The lift doors open and we trail up the halls. It smells like chlorine. The girl sees me sniffing and grins at me.

“It’s because we’re near the roof,” she says, glee in her voice. “There’s a pool on the roof and in the summer, we’re going to be allowed to use it!”

When we get to Apartment 44, the boys knock on the door, and I’m expecting some kind of secret password to be uttered. None comes. Instead, the door flings open, and a tall, blond man in his mid-twenties welcomes us in. He’s all smiles, and I immediately recognize him as one of the men from Basement.

“Clara! Ian! Cormac!” he says, ushering them in.

He takes an extra moment considering us. “Rory –” he smiles benevolently – “I’m so glad you were able to come. I’m Aaron, the chapter leader. Please, make yourself at home.”

He shakes Roe’s hand rigorously, the whites of his knuckles glowing.

“And you brought a guest,” he says, his eyes scanning me. “You know, we have a very strict policy here around guests. Especially on your first meeting. We don’t allow it, Rory.”

“Yes, I’m sorry,” Roe says, grappling for an excuse. “I didn’t realize, and, I just thought that Maeve might benefit from…”

The man puts his hand up. “Don’t worry, Rory. We can make an exception this time.”

He turns to me. “Hello, Maeve. I’m Aaron.” He takes one quick look at my blue duffel and smiles. “Can I take your coat?”

I shrug it off and give it to him.

“Wow,” he says, his voice mildly flirtatious. “And here was me, hoping you had a wedding dress on under there.”

CHAPTER EIGHTEEN

ONCE, YEARS AGO, ME AND LILY WATCHED A DOCUMENTARY about cults. It was on very late on the Bravo channel, and it was advertised for weeks as “a disturbing look at how one man could drive ordinary American girls … to murder.”

The thought was electrifying. Someone could just make you commit murder? How?

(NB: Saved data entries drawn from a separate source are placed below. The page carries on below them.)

PR #142, opened 2026-04-23
fix: pganalyze_get_issues returns empty due to invalid state filter

aleksclark:
## Summary

- `pganalyze_get_issues` was passing `state: "open"` as a GraphQL variable, but pganalyze's API uses `"triggered"` for active issues — not `"open"`. The API silently returned empty results.
- Removed the undocumented server-side `$state` variable from the GraphQL query and switched to client-side filtering: exclude issues with `state: "resolved"` when `include_resolved` is false.
- Unified the severity + resolved filtering into a single pass over results.

## Test plan

- [x] Added `issues_test.go` with 8 tests covering: default excludes resolved, include_resolved returns all, severity filter, case-insensitive severity, combined severity+resolved, no state variable sent to API, org slug passthrough, empty response
- [x] All 37 pganalyze integration tests pass

🐘 Generated with Crush

### DIFF
--- a/integrations/pganalyze/issues.go
+++ b/integrations/pganalyze/issues.go
@@ -10,8 +10,8 @@ import (
 
 func getIssues(ctx context.Context, p *pganalyze, args map[string]any) (*mcp.ToolResult, error) {
 	query := `
-		query GetIssues($organizationSlug: ID, $serverId: ID, $databaseId: ID, $state: String) {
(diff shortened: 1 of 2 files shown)


acmacalister (approved):
Clean PR — the root-cause diagnosis is spot-on and the fix is surgical. Build passes, all 37 pganalyze tests pass (including the new 8), lint is clean. The `TestGetIssues_NoStateVariableSentToAPI` test is a nice touch that directly proves the regression is gone. LGTM.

It was on at 1 a.m., so we had a sleepover at my house and watched it. I don’t remember much about it, but there was definitely an interview with a former cult leader who was known for recruiting teenage girls. The interviewer asked him how he recruited his followers. Simple, he said. He just approached groups of girls at shopping malls, singled one out and told her that she had beautiful eyes.

“If she said ‘thank you’, or even just laughed, I would move on,” he said. “But if she tried to deflect the compliment or looked down at the ground, I would ask her for her number. Because that girl is the one with the hole inside of her.”

That is what it is like inside the apartment at Elysian Quarter.

I am standing in a room full of people with a hole inside of them.

There’s about thirty of them all together, ranging from mid-teens to early twenties. Everyone is drinking orange juice out of wine glasses and they have that kind of nervy, tremulous energy that makes them cover their mouths when they laugh and bite their lips as they listen. There’s nothing individually wrong with anyone, just a collective sense of unease. They’re all standing in groups of threes and fours, their shoulders slightly hunched. Absolutely nothing in their body language suggests, “Hey, come talk to us.”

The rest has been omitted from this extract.